(SUPPLIED MATERIAL begins)

PR #6332, opened 2026-08-25
Add a ChunkedWriteHandler when a socket is upgraded to SSL

### LINKED ISSUE #6331: ChunkedWriteHandler is not added to the pipeline on a runtime TLS upgrade
### Version

5.2.0

### Context

`sendFile` on a `NetSocket` upgraded to TLS at runtime (STARTTLS-style) always fails: the future
completes with `UnsupportedMessageTypeException` and the peer receives zero bytes. Works fine when
TLS is on from the start (`setSsl(true)`) or on a plain socket — only the *upgraded* socket breaks.

## Reproducer

Drop into `io.vertx.tests.net.NetTest`:

```java
@Test
public void testSendFileAfterTlsUpgrade() throws Exception {
  File dir = testFolder.newFolder();
  int size = 64 * 1024;
  File f = setupFile(dir.toString(), "up.dat", String.valueOf('a').repeat(size));

  server.connectHandler(socket -> {
    socket.upgradeToSsl(new ServerSSLOptions().setKeyCertOptions(Cert.SERVER_JKS.get()))
      .onComplete(onSuccess(v -> socket.sendFile(f.getAbsolutePath())
        .onComplete(onSuccess(v2 -> testComplete()))));
  });
  server.listen(1234, "localhost").await();

  NetSocket socket = client.connect(new ConnectOptions()
    .setPort(1234).setHost("localhost").setSsl(true)
    .setSslOptions(new ClientSSLOptions()
      .setHostnameVerificationAlgorithm("").setTrustAll(true))).await();

  AtomicInteger received = new AtomicInteger();
  socket.handler(b -> received.addAndGet(b.length()));
  await();
  assertEquals(size, received.get());
}
```

Observed — upgrade succeeds, `chunkedWriter` absent, `sendFile` fails, 0 of 65536 bytes received:

```
io.netty.handler.codec.UnsupportedMessageTypeException:
  io.vertx.core.net.impl.UncloseableChunkedNioFile (expected: io.netty.buffer.ByteBuf)
```

## Root cause

`ChunkedWriteHandler` is installed once at pipeline init and only if TLS is already on, but
`supportsFileRegion()` is evaluated at write time against the live pipeline. A runtime upgrade
flips the second condition without satisfying the first:

1. `NetServerImpl:295-297` (same in `NetClientImpl:111-112`) — `chunkedWriter` added only when
   `ssl || !fileRegionEnabled || !transport.supportFileRegion() || trafficShaping`. Plain server ⇒ not added.
2. `NetSocketImpl:165-171` — the upgrade adds `ssl` + `handshaker`, never `chunkedWriter`.
3. `VertxConnection:144-148` — `supportsFileRegion()` returns `false` once it sees the `SslHandler`:
   ```java
   boolean sslChannel = chctx.pipeline().get(SslHandler.class) != null;
   return vertx.transport().supportFileRegion() && !sslChannel && !isTrafficShaped();
   ```
4. `VertxConnection:549-556` — so `sendFile` takes the chunked branch:
   ```java
   if (!supportsFileRegion()) {
     writeToChannel(new UncloseableChunkedNioFile(fc, offset, length), writeFuture);
   } else {
     sendFileRegion(fc, offset, length, writeFuture);
   }
   ```

The `UncloseableChunkedNioFile` reaches the tail unconsumed and Netty rejects it.

## Suggested fix

Add `chunkedWriter` when the upgrade completes, if absent — in `NetSocketImpl.sslUpgrade` alongside
the `ssl`/`handshaker` insertion. Position matters: it must sit where the init-time one does so
chunks are encrypted. Alternative: install it unconditionally at init, costing one pass-through
handler per plain socket. Neither variant tested.

## Notes

- Reproduced server-side. `NetClientImpl:111-112` has the identical guard, so a client socket
  upgraded via `upgradeToSsl` is likely affected too — not verified.
- Silent from the peer's side: connection stays open, delivers nothing.

doxlik:
The ChunkedWriteHandler is installed once when the pipeline is created and only when the channel is encrypted at that point, whereas supportsFileRegion() is evaluated at write time against the live pipeline. A socket upgraded with upgradeToSsl() therefore stops using the file region transfer without gaining the handler that consumes the chunked file NetSocket#sendFile writes: the ChunkedNioFile reaches the tail of the pipeline and Netty rejects it with an UnsupportedMessageTypeException, the future fails and the peer receives no data.

  Install the handler when the upgrade completes, unless the pipeline already has one. It is
  inserted before the connection handler, so that the chunks it produces are written through the
  SSL handler and encrypted. This is the position the pipeline gives it when the channel is
  created encrypted.

Closes https://github.com/eclipse-vertx/vert.x/issues/6331


doxlik:
@vietj please have a look once you have time

vertx-core/src/test/java/io/vertx/tests/net/NetTest.java
```diff
@@ -2480,6 +2480,70 @@ public void sendFileServerToClient(Checkpoint checkpoint) throws Exception {
...
+    server.listen(1234, "localhost").await();
+    NetSocket socket = client.connect(new ConnectOptions()
+      .setPort(1234)
+      .setHost("localhost")
+      .setSsl(true)
+      .setSslOptions(new ClientSSLOptions()
+        .setHostnameVerificationAlgorithm("")
+        .setTrustAll(true))).await();
+    Buffer received = Buffer.buffer();
+    Promise<Void> done = Promise.promise();
```
vietj, line 2504: I am afraid this test can be racy because the handshake might happen before the client set the socket handler and receive data.

Instead the server should send the file after for instance receiving data from the client, I would suggest:

1. client connects
2. client set connect handler and end handler
3. client write a ping message to the server

The server should set a handler and perform send file operation when it receives the client signal.

vertx-core/src/test/java/io/vertx/tests/net/NetTest.java
```diff
@@ -2480,6 +2480,70 @@ public void sendFileServerToClient(Checkpoint checkpoint) throws Exception {
     sock.write("foo");
   }
 
+  @Test
+  public void testSendFileAfterTlsUpgrade() throws Exception {
+    File dir = testFolder.newFolder();
+    int size = 64 * 1024;
+    String content = String.valueOf('a').repeat(size);
```
vietj, line 2487: instead you can use TestUtils create random alpha string method

vertx-core/src/test/java/io/vertx/tests/net/NetTest.java
```diff
@@ -2480,6 +2480,70 @@ public void sendFileServerToClient(Checkpoint checkpoint) throws Exception {
...
+  }
+
+  @Test
+  public void testSendFileFromClientAfterTlsUpgrade() throws Exception {
+    File dir = testFolder.newFolder();
+    int size = 64 * 1024;
+    String content = String.valueOf('a').repeat(size);
+    File f = setupFile(dir.toString(), "upgraded-client.dat", content);
+    Buffer received = Buffer.buffer();
+    Promise<Void> done = Promise.promise();
```
vietj, line 2525: instead I think this should be a checkpoint object instead of a promise

vertx-core/src/test/java/io/vertx/tests/net/NetTest.java
```diff
@@ -2480,6 +2480,70 @@ public void sendFileServerToClient(Checkpoint checkpoint) throws Exception {
     sock.write("foo");
   }
 
+  @Test
+  public void testSendFileAfterTlsUpgrade() throws Exception {
+    File dir = testFolder.newFolder();
+    int size = 64 * 1024;
+    String content = String.valueOf('a').repeat(size);
+    File f = setupFile(dir.toString(), "upgraded.dat", content);
+    Promise<Void> sent = Promise.promise();
```
vietj, line 2489: this should be a checkpoint instead of a promise

vietj (changes requested):

doxlik:
@vietj thank you for comments. I tried to fix them, can you please check my changes.

vietj:
@doxlik can you provide a PR for 5.1 as well ?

(SUPPLIED MATERIAL ends)

**WHAT YOU WILL DO**
Every line of the data above is to be copied out exactly.

**RESULT**
PR #6332, opened 2026-08-25
Add a ChunkedWriteHandler when a socket is upgraded to SSL

### LINKED ISSUE #6331: ChunkedWriteHandler is not added to the pipeline on a runtime TLS upgrade
### Version

5.2.0

### Context

`sendFile` on a `NetSocket` upgraded to TLS at runtime (STARTTLS-style) always fails: the future
completes with `UnsupportedMessageTypeException` and the peer receives zero bytes. Works fine when
TLS is on from the start (`setSsl(true)`) or on a plain socket — only the *upgraded* socket breaks.

## Reproducer

Drop into `io.vertx.tests.net.NetTest`:

```java
@Test
public void testSendFileAfterTlsUpgrade() throws Exception {
  File dir = testFolder.newFolder();
  int size = 64 * 1024;
  File f = setupFile(dir.toString(), "up.dat", String.valueOf('a').repeat(size));

  server.connectHandler(socket -> {
    socket.upgradeToSsl(new ServerSSLOptions().setKeyCertOptions(Cert.SERVER_JKS.get()))
      .onComplete(onSuccess(v -> socket.sendFile(f.getAbsolutePath())
        .onComplete(onSuccess(v2 -> testComplete()))));
  });
  server.listen(1234, "localhost").await();

  NetSocket socket = client.connect(new ConnectOptions()
    .setPort(1234).setHost("localhost").setSsl(true)
    .setSslOptions(new ClientSSLOptions()
      .setHostnameVerificationAlgorithm("").setTrustAll(true))).await();

  AtomicInteger received = new AtomicInteger();
  socket.handler(b -> received.addAndGet(b.length()));
  await();
  assertEquals(size, received.get());
}
```

Observed — upgrade succeeds, `chunkedWriter` absent, `sendFile` fails, 0 of 65536 bytes received:

```
io.netty.handler.codec.UnsupportedMessageTypeException:
  io.vertx.core.net.impl.UncloseableChunkedNioFile (expected: io.netty.buffer.ByteBuf)
```

## Root cause

`ChunkedWriteHandler` is installed once at pipeline init and only if TLS is already on, but
`supportsFileRegion()` is evaluated at write time against the live pipeline. A runtime upgrade
flips the second condition without satisfying the first:

1. `NetServerImpl:295-297` (same in `NetClientImpl:111-112`) — `chunkedWriter` added only when
   `ssl || !fileRegionEnabled || !transport.supportFileRegion() || trafficShaping`. Plain server ⇒ not added.
2. `NetSocketImpl:165-171` — the upgrade adds `ssl` + `handshaker`, never `chunkedWriter`.
3. `VertxConnection:144-148` — `supportsFileRegion()` returns `false` once it sees the `SslHandler`:
   ```java
   boolean sslChannel = chctx.pipeline().get(SslHandler.class) != null;
   return vertx.transport().supportFileRegion() && !sslChannel && !isTrafficShaped();
   ```
4. `VertxConnection:549-556` — so `sendFile` takes the chunked branch:
   ```java
   if (!supportsFileRegion()) {
     writeToChannel(new UncloseableChunkedNioFile(fc, offset, length), writeFuture);
   } else {
     sendFileRegion(fc, offset, length, writeFuture);
   }
   ```

The `UncloseableChunkedNioFile` reaches the tail unconsumed and Netty rejects it.

## Suggested fix

Add `chunkedWriter` when the upgrade completes, if absent — in `NetSocketImpl.sslUpgrade` alongside
the `ssl`/`handshaker` insertion. Position matters: it must sit where the init-time one does so
chunks are encrypted. Alternative: install it unconditionally at init, costing one pass-through
handler per plain socket. Neither variant tested.

## Notes

- Reproduced server-side. `NetClientImpl:111-112` has the identical guard, so a client socket
  upgraded via `upgradeToSsl` is likely affected too — not verified.
- Silent from the peer's side: connection stays open, delivers nothing.

doxlik:
The ChunkedWriteHandler is installed once when the pipeline is created and only when the channel is encrypted at that point, whereas supportsFileRegion() is evaluated at write time against the live pipeline. A socket upgraded with upgradeToSsl() therefore stops using the file region transfer without gaining the handler that consumes the chunked file NetSocket#sendFile writes: the ChunkedNioFile reaches the tail of the pipeline and Netty rejects it with an UnsupportedMessageTypeException, the future fails and the peer receives no data.

  Install the handler when the upgrade completes, unless the pipeline already has one. It is
  inserted before the connection handler, so that the chunks it produces are written through the
  SSL handler and encrypted. This is the position the pipeline gives it when the channel is
  created encrypted.

Closes https://github.com/eclipse-vertx/vert.x/issues/6331


doxlik:
@vietj please have a look once you have time

vertx-core/src/test/java/io/vertx/tests/net/NetTest.java
```diff
@@ -2480,6 +2480,70 @@ public void sendFileServerToClient(Checkpoint checkpoint) throws Exception {
...
+    server.listen(1234, "localhost").await();
+    NetSocket socket = client.connect(new ConnectOptions()
+      .setPort(1234)
+      .setHost("localhost")
+      .setSsl(true)
+      .setSslOptions(new ClientSSLOptions()
+        .setHostnameVerificationAlgorithm("")
+        .setTrustAll(true))).await();
+    Buffer received = Buffer.buffer();
+    Promise<Void> done = Promise.promise();
```
vietj, line 2504: I am afraid this test can be racy because the handshake might happen before the client set the socket handler and receive data.

Instead the server should send the file after for instance receiving data from the client, I would suggest:

1. client connects
2. client set connect handler and end handler
3. client write a ping message to the server

The server should set a handler and perform send file operation when it receives the client signal.

vertx-core/src/test/java/io/vertx/tests/net/NetTest.java
```diff
@@ -2480,6 +2480,70 @@ public void sendFileServerToClient(Checkpoint checkpoint) throws Exception {
     sock.write("foo");
   }
 
+  @Test
+  public void testSendFileAfterTlsUpgrade() throws Exception {
+    File dir = testFolder.newFolder();
+    int size = 64 * 1024;
+    String content = String.valueOf('a').repeat(size);
```
vietj, line 2487: instead you can use TestUtils create random alpha string method

vertx-core/src/test/java/io/vertx/tests/net/NetTest.java
```diff
@@ -2480,6 +2480,70 @@ public void sendFileServerToClient(Checkpoint checkpoint) throws Exception {
...
+  }
+
+  @Test
+  public void testSendFileFromClientAfterTlsUpgrade() throws Exception {
+    File dir = testFolder.newFolder();
+    int size = 64 * 1024;
+    String content = String.valueOf('a').repeat(size);
+    File f = setupFile(dir.toString(), "upgraded-client.dat", content);
+    Buffer received = Buffer.buffer();
+    Promise<Void> done = Promise.promise();
```
vietj, line 2525: instead I think this should be a checkpoint object instead of a promise

vertx-core/src/test/java/io/vertx/tests/net/NetTest.java
```diff
@@ -2480,6 +2480,70 @@ public void sendFileServerToClient(Checkpoint checkpoint) throws Exception {
     sock.write("foo");
   }
 
+  @Test
+  public void testSendFileAfterTlsUpgrade() throws Exception {
+    File dir = testFolder.newFolder();
+    int size = 64 * 1024;
+    String content = String.valueOf('a').repeat(size);
+    File f = setupFile(dir.toString(), "upgraded.dat", content);
+    Promise<Void> sent = Promise.promise();
```
vietj, line 2489: this should be a checkpoint instead of a promise

vietj (changes requested):

doxlik:
@vietj thank you for comments. I tried to fix them, can you please check my changes.

vietj:
@doxlik can you provide a PR for 5.1 as well ?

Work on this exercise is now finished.